#### What is being asked:
Find the lines of data that contain the string "void", then list them.

#### Supplied records:
══════════════════════════════
PR #2436, opened 2021-08-23
feat: query dependents

### LINKED ISSUE #2242: Notebooks: Idea: Add the ability to run a single panel and update panels "below" it
use case:
i was using a notebook to collect an bunch of individual stats from a measurement. Once I had one stat, i added a new source underneath it and continued working. as the list of individual stats started to grow, previewing my notebook took longer and longer, even though i wasn't interested in the pervious panels.

proposal:
add a way to preview just a single panel, and update the panels after it (or dependant on it, not sure what the right wording is). Ideally, i'd like to run the panel and update any visualizations related to that panel without executing all the queries in the notebook.

ShmuelLotman:
Closes #2242 

Adds ability to query dependents in the dropdown of the panel sidebar

### DIFF
--- a/src/flows/components/Sidebar.tsx
+++ b/src/flows/components/Sidebar.tsx
@@ -119,7 +119,7 @@ export const MenuButton: FC<ButtonProps> = ({id}) => {
 
 const Sidebar: FC = () => {
   const {flow, add} = useContext(FlowContext)
-  const {getPanelQueries} = useContext(FlowQueryContext)
+  const {getPanelQueries, queryDependents} = useContext(FlowQueryContext)
   const {id, hide, menu, showSub} = useContext(SidebarContext)
 
   const sections = ([
@@ -213,6 +213,13 @@ const Sidebar: FC = () => {
         {
           title: 'Export to Client Library',
           menu: <ClientList />,
+        },
+        {
+          title: 'Preview Subsequent',
+          action: () => {
+            event(`Querying panel ${flow.data.get(id).id} and its dependents`)
+            queryDependents(flow.data.get(id).id)
+          },
         },
       ],
     },
--- a/src/flows/context/flow.query.tsx
+++ b/src/flows/context/flow.query.tsx
@@ -38,6 +38,7 @@ export interface FlowQueryContextType {
   basic: (text: string) => any
   simplify: (text: string) => string
   queryAll: () => void
+  queryDependents: (startID: string) => void
   getPanelQueries: (id: string, withSideEffects?: boolean) => Stage
   status: RemoteDataState
   getStatus: (id: string) => RemoteDataState
@@ -50,6 +51,7 @@ export const DEFAULT_CONTEXT: FlowQueryContextType = {
   basic: (_: string) => {},
   simplify: (_: string) => '',
   queryAll: () => {},
+  queryDependents: () => {},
══════════════════════════════
#### Result for this exercise:
   queryAll: () => void
+  queryDependents: (startID: string) => void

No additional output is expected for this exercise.